Never going to happen. The Ibanez Custom Shop is not, and likely never will be open to the public.


----------



## ittoa666 (Jun 2, 2011)

Very cool.


----------



## Stealthdjentstic (Jun 2, 2011)

Necris said:


> It's about time a guitar with microtonal capabilities came on to the market. I don't see it selling particularly well though. Although for the price I certainly can't complain I'm going to do so anyway and say I'd much rather have a guitar fretted for 24tet to experiment with quarter tones. Right now I just tune everything a quarter step up or down.
> 
> 
> 
> Never going to happen. The Ibanez Custom Shop is not, and likely never will be open to the public.



You were the first person I thought of when I saw this. I was like, "Damn, Chris is going to be all over this like hot butter on toast".


----------



## highlordmugfug (Jun 2, 2011)

Stealthtastic said:


> $600 dollars for microtonal fun, very tempting!


Fuck yeah.

This + fretless instruments: I want both, and now I've got another thing to lust after.


----------



## MaxOfMetal (Jun 2, 2011)

KMM1VV | Oriental Series -Additional Fretted Guitar- | Ibanez Guitars

As of now only available in the UAE and Kuwait. 

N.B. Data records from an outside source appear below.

PR #11394, opened 2023-10-20
add CLI Arguments section to C3 page

dario-piotrowicz:
Related to https://github.com/cloudflare/workers-sdk/issues/4183 as an effort to clarifying the C3 available arguments and options (without having a potentially overwhelming cli help message)

### DIFF
--- a/content/pages/get-started/c3.md
+++ b/content/pages/get-started/c3.md
@@ -80,7 +80,7 @@ $ npm create cloudflare@latest [<DIRECTORY>] [OPTIONS] [-- <NESTED ARGS..>]
     - `chatgptPlugin`: A ChatGPT plugin.
     - `openapi`: A Worker implementing an OpenAPI REST endpoint.
 
-- `--framework` {{<type>}}string{{</type>}}
+- `--framework` {{<type>}}string{{</type>}} {{<prop-meta>}}optional{{</prop-meta>}}
   - The type of framework to use to create a web application (when using this option, `--type` is ignored).
 
   - The possible values for this option are:
--- a/content/pages/get-started/c3.md
+++ b/content/pages/get-started/c3.md
@@ -58,7 +58,7 @@ C3 collects any required input through a series of interactive prompts. You may 
 This is the full format of a C3 invocation alongside the possible CLI arguments:
 
 ```sh
-$ npm create cloudflare@latest [<DIRECTORY>] [OPTIONS] [-- <NESTED ARGS..>]
+$ npm create cloudflare@latest [--]  [<DIRECTORY>] [OPTIONS] [-- <NESTED ARGS...>]
 ```
 
 {{<definitions>}}
--- a/content/pages/get-started/c3.md
+++ b/content/pages/get-started/c3.md
@@ -50,3 +50,91 @@ Once your project has been configured, you will be asked if you would like to de
 If you choose _not_ to deploy, the project will be created for you locally, and C3 will display some helpful links for further development. Go to the newly created project folder to begin development.
 
 If you choose to deploy, you will be asked to authenticate (if not logged in already), and your project will be deployed immediately. C3 will display your project's URL and some helpful links.
+
+## CLI Arguments
+
+C3 accepts CLI arguments allowing you to to specify your preference in such a was and thus skipping the relative wizard steps. Using CLI arguments you can even create C3 invocations that do not require any user interaction, making automated or repetitive uses of C3 very convenient.
+
+This is the full format of a C3 invocation alongside the possible CLI arguments:
+
+```sh
+$ npm create cloudflare@latest [<DIRECTORY>] [OPTIONS] [-- <NESTED ARGS..>]
+```
+
+{{<definitions>}}
+
+- `DIRECTORY` {{<type>}}string{{</type>}}
+  - The directory where the application should be created. The name of the application is taken from the directory name.
+- `NESTED ARGS..` {{<type>}}string[]{{</type>}}
+  - CLI arguments to pass to eventual third party CLIs C3 might invoke (in the case of full-stack applications).
+- `--type` {{<type>}}string{{</type>}}
+  - The type of application that should be created.
+
+  - The possible values for this option are:
+
+    - `webFramework`: A website or web application.
+    - `hello-world`: A basic "Hello World" Cloudflare Worker.
+    - `common`: A Cloudflare Worker which implements a common example of routing/proxying functionalities.
+    - `scheduled`: A scheduled Cloudflare Worker (triggered via Cron Triggers).
+    - `queues`: A Cloudflare Worker which is both a consumer and produced of Queues.
+    - `chatgptPlugin`: A ChatGPT plugin.
+    - `openapi`: A Worker implementing an OpenAPI REST endpoint.
+
+- `--framework` {{<type>}}string{{</type>}}
+  - The type of framework to use to create a web application (when using this option `--type` is ignored).
+
+  - The possible values for this option are:
+
+    - `angular`
+    - `astro`
+    - `docusaurus`
+    - `gatsby`
+    - `hono`
+    - `next`
+    - `nuxt`
+    - `qwik`
+    - `react`
+    - `remix`
+    - `solid`
+    - `svelte`
+    - `vue`
+
+- `--deploy` {{<type>}}boolean{{</type>}} {{<prop-meta>}}(default: true){{</prop-meta>}}
+
+  - Deploy your application after it has been created.
+
+- `--ts`{{<type>}}boolean{{</type>}} {{<prop-meta>}}(default: true){{</prop-meta>}}
+
+  - Use TypeScript in your application.
+
+- `--git` {{<type>}}boolean{{</type>}} {{<prop-meta>}}(default: true){{</prop-meta>}}
+
+  - Initialize a local git repository for your application.
+
+- `--open` {{<type>}}boolean{{</type>}} {{<prop-meta>}}(default: true){{</prop-meta>}}
+
+  - Open with your browser the deployed application (this option is ignored if the application is not deployed).
+
+- `-y`, `--accept-defaults` {{<type>}}boolean{{</type>}}
+
+  - Use all the default C3 options each can also be overridden by specifying it.
+
+- `--auto-update` {{<type>}}boolean{{</type>}} {{<prop-meta>}}(default: true){{</prop-meta>}}
+
+  - Automatically uses the latest version of C3.
+
+- `-v`, `--version` {{<type>}}boolean{{</type>}}
+
+  - Show version number.
+
+- `-h`, `--help` {{<type>}}boolean{{</type>}}
+
+  - Show a help message.
+
+{{<Aside type="note">}}
+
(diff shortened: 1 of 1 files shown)


XoL1507:
👍

content/pages/get-started/c3.md
```diff
@@ -50,3 +50,91 @@ Once your project has been configured, you will be asked if you would like to de
 If you choose _not_ to deploy, the project will be created for you locally, and C3 will display some helpful links for further development. Go to the newly created project folder to begin development.
 
 If you choose to deploy, you will be asked to authenticate (if not logged in already), and your project will be deployed immediately. C3 will display your project's URL and some helpful links.
+
+## CLI Arguments
+
+C3 accepts CLI arguments allowing you to to specify your preference in such a was and thus skipping the relative wizard steps. Using CLI arguments you can even create C3 invocations that do not require any user interaction, making automated or repetitive uses of C3 very convenient.
```
jculvey: Suggested rewording:

```
C3 collects any required input through a series of interactive prompts. You may also specify your choices via command line arguments, which will skip these prompts. To use C3 in a non-interactive context such as CI, specify all required arguments via the command line.
```

dario-piotrowicz: updated 🙂👍

content/pages/get-started/c3.md
```diff
@@ -50,3 +50,91 @@ Once your project has been configured, you will be asked if you would like to de
...
+
+  - Show version number.
+
+- `-h`, `--help` {{<type>}}boolean{{</type>}}
+
+  - Show a help message.
+
+{{<Aside type="note">}}
+
+All the boolean options above can be specified with or without a value, for example `--open` and `--open true` have the same effect, prefixing `no-` to the option's name negates it, so for example `--no-open` and `--open false` have the same effect.
```
admah, line 136: Great callout here!

admah (approved):
This is great. Can we also put this info in the C3 README so it shows up in NPM?

jculvey (approved):

dario-piotrowicz:
> This is great. Can we also put this info in the C3 README so it shows up in NPM?

yes for sure 🙂, although in order to avoid duplication (and having to remember to change this in two different places when thing in C3 change), would just adding a link in the readme to here would suffice?

content/pages/get-started/c3.md
```diff
@@ -50,3 +50,91 @@ Once your project has been configured, you will be asked if you would like to de
...
 If you choose to deploy, you will be asked to authenticate (if not logged in already), and your project will be deployed immediately. C3 will display your project's URL and some helpful links.
+
+## CLI Arguments
+
+C3 collects any required input through a series of interactive prompts. You may also specify your choices via command line arguments, which will skip these prompts. To use C3 in a non-interactive context such as CI, specify all required arguments via the command line.
+
+This is the full format of a C3 invocation alongside the possible CLI arguments:
+
+```sh
+$ npm create cloudflare@latest [<DIRECTORY>] [OPTIONS] [-- <NESTED ARGS..>]
```
deadlypants1973:
```suggestion
$ npm create cloudflare@latest [--]  [<DIRECTORY>] [OPTIONS] [-- <NESTED ARGS...>]
```

content/pages/get-started/c3.md
```diff
@@ -50,3 +50,91 @@ Once your project has been configured, you will be asked if you would like to de
...
+```
+
+{{<definitions>}}
+
+- `DIRECTORY` {{<type>}}string{{</type>}}
+  - The directory where the application should be created. The name of the application is taken from the directory name.
+- `NESTED ARGS..` {{<type>}}string[]{{</type>}}
+  - CLI arguments to pass to eventual third party CLIs C3 might invoke (in the case of full-stack applications).
+- `--type` {{<type>}}string{{</type>}}
```
deadlypants1973:
```suggestion
- `DIRECTORY` {{<type>}}string{{</type>}} {{<prop-meta>}}optional{{</prop-meta>}}
  - The directory where the application should be created. The name of the application is taken from the directory name.
- `NESTED ARGS..` {{<type>}}string[]{{</type>}} {{<prop-meta>}}optional{{</prop-meta>}}
  - CLI arguments to pass to eventual third party CLIs C3 might invoke (in the case of full-stack applications).
- `--type` {{<type>}}string{{</type>}} {{<prop-meta>}}optional{{</prop-meta>}}
```

content/pages/get-started/c3.md
```diff
@@ -50,3 +50,91 @@ Once your project has been configured, you will be asked if you would like to de
...
+  - The type of application that should be created.
+
+  - The possible values for this option are:
+
+    - `webFramework`: A website or web application.
+    - `hello-world`: A basic "Hello World" Cloudflare Worker.
+    - `common`: A Cloudflare Worker which implements a common example of routing/proxying functionalities.
+    - `scheduled`: A scheduled Cloudflare Worker (triggered via Cron Triggers).
+    - `queues`: A Cloudflare Worker which is both a consumer and produced of Queues.
```
deadlypants1973:
```suggestion
    - `queues`: A Cloudflare Worker which is both a consumer and producer of [Queues]()/queues/).
```

content/pages/get-started/c3.md
```diff
@@ -50,3 +50,91 @@ Once your project has been configured, you will be asked if you would like to de
...
+  - CLI arguments to pass to eventual third party CLIs C3 might invoke (in the case of full-stack applications).
+- `--type` {{<type>}}string{{</type>}}
+  - The type of application that should be created.
+
+  - The possible values for this option are:
+
+    - `webFramework`: A website or web application.
+    - `hello-world`: A basic "Hello World" Cloudflare Worker.
+    - `common`: A Cloudflare Worker which implements a common example of routing/proxying functionalities.
+    - `scheduled`: A scheduled Cloudflare Worker (triggered via Cron Triggers).
```
deadlypants1973:
```suggestion
    - `scheduled`: A scheduled Cloudflare Worker (triggered via [Cron Triggers](/workers/configuration/cron-triggers/)).
```

content/pages/get-started/c3.md
```diff
@@ -50,3 +50,91 @@ Once your project has been configured, you will be asked if you would like to de
...
+    - `queues`: A Cloudflare Worker which is both a consumer and produced of Queues.
+    - `chatgptPlugin`: A ChatGPT plugin.
+    - `openapi`: A Worker implementing an OpenAPI REST endpoint.
+
+- `--framework` {{<type>}}string{{</type>}}
+  - The type of framework to use to create a web application (when using this option `--type` is ignored).
```
deadlypants1973:
```suggestion
  - The type of framework to use to create a web application (when using this option, `--type` is ignored).
```

content/pages/get-started/c3.md
dario-piotrowicz: should the `--` be `[--]`? (since you can not use it if you don't provide any argument?)

are the spaces between the `.`s intentional?

content/pages/get-started/c3.md
dario-piotrowicz: if we add this to these arguments then I guess we'd want to add it to all the way to line 130 right?

wouldn't that be a bit too verbose/repetitive? 🤔

content/pages/get-started/c3.md
dario-piotrowicz: I think there's an extra `)` there I'll fix it and apply the suggestion 🙂👍

content/pages/get-started/c3.md
```diff
@@ -50,3 +50,91 @@ Once your project has been configured, you will be asked if you would like to de
...
+
+- `--deploy` {{<type>}}boolean{{</type>}} {{<prop-meta>}}(default: true){{</prop-meta>}}
+
+  - Deploy your application after it has been created.
+
+- `--ts`{{<type>}}boolean{{</type>}} {{<prop-meta>}}(default: true){{</prop-meta>}}
+
+  - Use TypeScript in your application.
+
+- `--git` {{<type>}}boolean{{</type>}} {{<prop-meta>}}(default: true){{</prop-meta>}}
```
deadlypants1973:
```suggestion
- `--deploy` {{<type>}}boolean{{</type>}} {{<prop-meta>}}(default: true){{</prop-meta>}} {{<prop-meta>}}optional{{</prop-meta>}}

  - Deploy your application after it has been created.

- `--ts`{{<type>}}boolean{{</type>}} {{<prop-meta>}}(default: true){{</prop-meta>}} {{<prop-meta>}}optional{{</prop-meta>}}

  - Use TypeScript in your application.

- `--git` {{<type>}}boolean{{</type>}} {{<prop-meta>}}(default: true){{</prop-meta>}} {{<prop-meta>}}optional{{</prop-meta>}}
```

content/pages/get-started/c3.md
```diff
@@ -50,3 +50,91 @@ Once your project has been configured, you will be asked if you would like to de
...
+
+- `--auto-update` {{<type>}}boolean{{</type>}} {{<prop-meta>}}(default: true){{</prop-meta>}}
+
+  - Automatically uses the latest version of C3.
+
+- `-v`, `--version` {{<type>}}boolean{{</type>}}
+
+  - Show version number.
+
+- `-h`, `--help` {{<type>}}boolean{{</type>}}
```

Gotta love Ibanez first production 7-string, first production 8-string, and now first production microtonal guitar.


----------



## Bloody_Inferno (Jun 2, 2011)

...adds this to the list of instruments to consider...


----------



## SilenceIsACrime (Jun 2, 2011)

Holy hell, count me in!!


----------



## highlordmugfug (Jun 2, 2011)

Fretless acoustic with additional fretlines.
EDIT: Check the bottom left hand corner of Max's link.


----------



## Stealthdjentstic (Jun 2, 2011)

Im having trouble between either buying something else and defretting it or going with this. I guess I'll wait and see. Worst comes to worst I can just defret one of my cheapo PoS's lying around and nab this 

Meantime, time for some inspiration.


----------



## Xaios (Jun 2, 2011)

Pretty cool, but I'm pretty sure G&L came out with a microtonal guitar a few years back. I remember reading about it in one of my dad's Guitar Player magazines something like 10 years ago.


----------



## highlordmugfug (Jun 2, 2011)

Xaios said:


> Pretty cool, but I'm pretty sure G&L came out with a microtonal guitar a few years back. I remember reading about it in one of my dad's Guitar Player magazines something like 10 years ago.

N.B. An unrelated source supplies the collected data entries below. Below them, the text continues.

PR #11406, opened 2023-10-23
updated-optional-step.md

muhammedriaz:
_Optional step shifted to the bottom_


kodster28:
Howdy @muhammedriaz, thanks for the suggestion but we need to keep as is since the flow needs to happen in that order (and is why we marked it as optional).

PR #11445, opened 2023-10-24
[Support] Update Troubleshooting Cloudflare 5XX errors.md

ngayerie:
SPM-1588


zeinjaber (changes requested):
1s isn't commonly used. Please change it to 1 second instead throughout the pragraph.

Change:
>> This is expect, it's due to the current work on implementing [Pingora, our new proxy](https://blog.cloudflare.com/how-we-built-pingora-the-proxy-that-connects-cloudflare-to-the-internet/).

To:
This is expected due to the current work...

>>As a workaround you can simply set the timeout to 1s more (121s instead of 120s for example).

Some suggestions:
As a workaround, you can adjust the timeout by adding 1 second (e.g., set it to 121 seconds instead of 120 seconds).

zeinjaber (approved):

PR #15265, opened 2024-06-23
[Docs Site] use npm in workflows

Cherry:
A couple of workflows here were still using `pnpm` despite the repo using npm and shipping a `package-lock.json`.

This PR does the following:

- Removes `pnpm` usage in workflows
- Switches to using `npm ci` for package installs so that the lockfile is actually used - this should prevent any weird issues in future that come with transitive dependency updates
- Adds an `actions/cache` step to cache npm package installs which should speed up these workflows


GregBrimble (approved):
Thanks! LGTM but I will leave it to @KianNH as final arbitrator of docs' direction.

KianNH (approved):
Looks good to me, CI is happy.

PR #15267, opened 2024-06-23
[Docs Site]: minor TS improvements to assets

Cherry:
This PR makes the following minor improvements to many of the the `assets/*.ts` files:

- Transitions to more modern `querySelector` and `querySelectorAll` APIs
- With above, types the elements being queried more accurately
- Removes a bunch of unnecessary `as any` (etc.) type casting
- Better handles nullish elements when query selectors might fail

There should be no functional changes - just types improvements. This reduces the number of TypeScript errors reported (via `npx tsc --noEmit`) from ~63 to ~17.

### DIFF
--- a/assets/contents.ts
+++ b/assets/contents.ts
@@ -7,13 +7,13 @@ export function toc() {
   let target = document.querySelector('ul.DocsTableOfContents');
   let article = target && document.querySelector('article.DocsMarkdown');
 
-  if (article) {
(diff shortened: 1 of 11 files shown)


KianNH (approved):
Tested all of the non-types changes (like checking if `var` exists before using it) and couldn't find any change in behaviour or breakages.

PR #15270, opened 2024-06-23
[Docs Site] minor html fixes

Cherry:
This simply fixes up a couple minor HTML issues where tags weren't being closed/ordered correctly

### DIFF
--- a/layouts/shortcodes/spotlight-author.html
+++ b/layouts/shortcodes/spotlight-author.html
@@ -7,7 +7,7 @@
 <div class="author-container">
   <div class="author-details">{{- $details -}}</div>
   <div>
-      <span class="author-details">Written by: {{- $author -}}</span>
+      <span class="author-details">Written by: </span>{{- $author -}}
   </div>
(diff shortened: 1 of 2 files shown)


layouts/shortcodes/spotlight-author.html
```diff
@@ -7,7 +7,7 @@
 <div class="author-container">
   <div class="author-details">{{- $details -}}</div>
   <div>
-      <span class="author-details">Written by: </span>{{- $author -}}</span>
+      <span class="author-details">Written by: {{- $author -}}</span>
```
KianNH: It looks like this styles the `$author` with `author-details`
```suggestion
      <span class="author-details">Written by: </span>{{- $author -}}
```

Before:
image

After:
image

KianNH (approved):

layouts/shortcodes/spotlight-author.html
Cherry: Good catch, thanks

PR #15290, opened 2024-06-24
Add Hyperdrive instructions for Exograph

ramnivas:


thomasgauvin:
@ramnivas this may land better in Workers docs, since that seems to be the scope of exograph. Perhaps a `Automatically generate GraphQL APIs from your Postgres data models with Exograph` tutorial doc that lands here https://developers.cloudflare.com/workers/tutorials/. The current Hyperdrive docs are specific to connecting from Workers to databases directly

ramnivas:
@thomasgauvin Thanks for the review. I have now moved it to the location you suggested. Let me know how it looks.

KimJ15:

PR #13511, opened 2024-03-18
Clarify timer behavior

irvinebroque:
refs https://github.com/cloudflare/cloudflare-docs/pull/15292

PR #15292, opened 2024-06-24
Changelog for timers improvement

irvinebroque:
refs EW PR 8128, https://github.com/cloudflare/cloudflare-docs/pull/13511

### DIFF
--- a/data/changelogs/workers.yaml
+++ b/data/changelogs/workers.yaml
@@ -7,7 +7,10 @@ productAreaLink: /workers/platform/changelog/platform/
 entries:
 - publish_date: '2024-06-25'
   description: |-
-    - When you use timers (`Date.now()`, `performance.now()`) in your Worker, the timing information returned now more accurately reflects the time that your Worker's [handler](/workers/runtime-apis/handlers/) is invoked. Refer to the [Performance and timers docs](/workers/runtime-apis/performance/) for more details.
+    - When you use timers (`Date.now()`, `performance.now()`) in your Worker, the timing information returned now more accurately reflects the time that your Worker's [handler](/workers/runtime-apis/handlers/) is invoked.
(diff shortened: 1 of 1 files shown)


kodster28 (approved):

data/changelogs/workers.yaml
```diff
@@ -5,6 +5,9 @@ productLink: "/workers/"
 productArea: Developer platform
 productAreaLink: /workers/platform/changelog/platform/
 entries:
+- publish_date: '2024-06-25'
+  description: |-
+    - When you use timers (`Date.now()`, `performance.now()`) in your Worker, the timing information returned now more accurately reflects the time that your Worker's [handler](/workers/runtime-apis/handlers/) is invoked. Refer to the [Performance and timers docs](/workers/runtime-apis/performance/) for more details.
```
irvinebroque:
```suggestion
    - When you use timers (`Date.now()`, `performance.now()`) in your Worker, the timing information returned now more accurately reflects the time that your Worker's [handler](/workers/runtime-apis/handlers/) is invoked.
    - Previously, the timestamp returned by timers was "frozen" to when the top-level (global) scope of the Worker is entered. This made measuring the timing of I/O inaccurate, as the [startup time](/workers/platform/limits/#worker-startup-time) of your Worker was included in any attempt to measure the first I/O of an invocation of your Worker.
    - With this change, the timestamp returned by a timer (ex: `performance.now()`) is "frozen" to the time that the [handler](/workers/runtime-apis/handlers/) of your Worker is invoked.
    - Refer to the [Performance and timers docs](/workers/runtime-apis/performance/) for more details.
```

kentonv:
I had written the release note as:

> Fixed a bug which caused `Date.now()` to return skewed results if called before the first I/O of the first request after a Worker first started up. The value returned would be offset backwards by the amount of CPU time spent starting the Worker (compiling and running global scope). This misled people into thinking that the first I/O (e.g. first fetch()) was slower than it really was. Contrary to popular belief, this skew had nothing to do with Spectre mitigations; it was simply a longstanding bug.

Why rewrite it? The new text seems more confusing IMO.

irvinebroque:
Captured in changelog in another PR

But was it a production model guitar?


----------



## MaxOfMetal (Jun 2, 2011)

Xaios said:


> Pretty cool, but I'm pretty sure G&L came out with a microtonal guitar a few years back. I remember reading about it in one of my dad's Guitar Player magazines something like 10 years ago.



Sorta. What they would do is install a Freenote (third party) neck if it was provided. So yes and no. You could get a G&L with a microtonal neck, but it's far from being in production, more akin to a custom order.


----------



## Bloody_Inferno (Jun 2, 2011)

highlordmugfug said:


> But was it a production model guitar?


 
EDIT: Damn Max, you're too fast. 







The 62-Tone Just was reviewed on Guitar World a while back via Freenote instruments.


----------



## Variant (Jun 2, 2011)

Awesomesauce. I'd be totally down with something like this. 

Also:


Fuck yeah.


----------



## JaeSwift (Jun 2, 2011)

Whilst I certainly wouldn't buy it, this just proves to me that Ibanez is the most innovative company in the mass market, musical instruments wise.


----------



## BrainArt (Jun 2, 2011)

This looks awesome. If/ when they come to the US if I can get one, I will. I'd love to mess around with it and see what I can come up with.


----------



## CD1221 (Jun 2, 2011)

very nice


----------



## 13point9 (Jun 2, 2011)

I'd actually be more tempted to buy the acoustic, but thats mainly because I would most likely play more quater note style pieces on it rather than an electric, hopefully it will come out in Europe and not have a massive up charge


----------



## ShadyDavey (Jun 2, 2011)

Some interesting possibilities abound but all bets are off until I play one and see exactly how shite I sound


----------



## MrMcSick (Jun 2, 2011)

Thats awesome. Would be even cooler if they could have some type of removable bridge insert or something to make it twang like a sitar!


----------



## vampiregenocide (Jun 2, 2011)

I'd be totally tempted by that acoustic if it was released here.


----------



## Cyntex (Jun 2, 2011)

Seems pretty cool, I wouldnt mind trying one out/


----------



## AxeHappy (Jun 2, 2011)

I've had a fretless acoustic for a while now, and I've been working to totally redoing an old Electric Vantage into a fretless but if is available for $600...it'd be awesome.


----------



## BigPhi84 (Jun 2, 2011)

Sweet, I have a close fraternity brother moving to the UAE in a couple of months.


----------



## ShadowFactoryX (Jun 2, 2011)

xmetalhead69 said:


> * awaits arabcore band fad* ....



microtonaldjentdown


----------



## SirMyghin (Jun 2, 2011)

Necris said:


> It's about time a guitar with microtonal capabilities came on to the market. I don't see it selling particularly well though. Although for the price I certainly can't complain I'm going to do so anyway and say I'd much rather have a guitar fretted for 24tet to experiment with quarter tones. Right now I just tune everything a quarter step up or down.
> 
> 
> 
> Never going to happen. The Ibanez Custom Shop is not, and likely never will be open to the public.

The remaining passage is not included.